The disagreement between Trinkaus and Harvati is hardly the first time that two respected paleoanthropologists have looked at the same set of bones and come up with mutually contradictory interpretations. Pondering—and debating—the meaning of fossil anatomy will always play a role in understanding Neanderthals. But now there are other ways to bring them back to life.

Two days after my first descent into El Sidrón cave, Araceli Soto Flórez, a graduate student at the University of Oviedo, came across a fresh Neanderthal bone, probably a fragment of a femur. All digging immediately ceased, and most of the crew evacuated the chamber. Soto Flórez then squeezed herself into a sterile jumpsuit, gloves, booties, and plastic face mask. Under the watchful eyes of Antonio Rosas and molecular biologist Carles Lalueza-Fox, she delicately extracted the bone from the soil, placed it in a sterile plastic bag, and deposited the bag in a chest of ice. After a brief stop in a hotel freezer in nearby Villamayo, the leg bone eventually arrived at Lalueza-Fox's laboratory at the Institute of Evolutionary Biology in Barcelona. His interest was not in the anatomy of the leg or anything it might reveal about Neanderthal locomotion. All he wanted from it was its DNA.

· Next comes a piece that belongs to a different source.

PR #122, opened 2025-02-11
Standardize state diff stats in mdp datastore. Change variable name.

### LINKED ISSUE #112: Wrong scaling of 1-step diff_std, should be standardized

Prehistoric cannibalism has been very good for modern-day molecular biology. Scraping flesh from a bone also removes the DNA of microorganisms that might otherwise contaminate the sample. The bones of El Sidrón have not yielded the most DNA of any Neanderthal fossil—that honor belongs to a specimen from Croatia, also cannibalized—but so far they have revealed the most compelling insights into Neanderthal appearance and behavior. In October 2007 Lalueza-Fox, Holger Römpler of the University of Leipzig, and their colleagues announced that they had isolated a pigmentation gene from the DNA of an individual at El Sidrón (as well as another Neanderthal fossil from Italy). The particular form of the gene, called MC1R, indicated that at least some Neanderthals would have had red hair, pale skin, and, possibly, freckles. The gene is unlike that of red-haired people today, however—suggesting that Neanderthals and modern humans developed the trait independently, perhaps under similar pressures in northern latitudes to evolve fair skin to let in more sunlight for the manufacture of vitamin D. Just a few weeks earlier, Svante Pääbo, who now heads the genetics laboratory at the Max Planck Institute in Leipzig, Lalueza-Fox, and their colleagues had announced an even more astonishing find: Two El Sidrón individuals appeared to share, with modern humans, a version of a gene called FOXP2 that contributes to speech and language ability, acting not only in the brain but also on the nerves that control facial muscles. Whether Neanderthals were capable of sophisticated language abilities or a more primitive form of vocal communication (singing, for example) still remains unclear, but the new genetic findings suggest they possessed some of the same vocalizing hardware as modern humans.

All this from a group of ill-fated Neanderthals buried in a cave collapse, soon after they were consumed by their own kind.

"So maybe it's a good thing to eat your conspecifics," says Pääbo.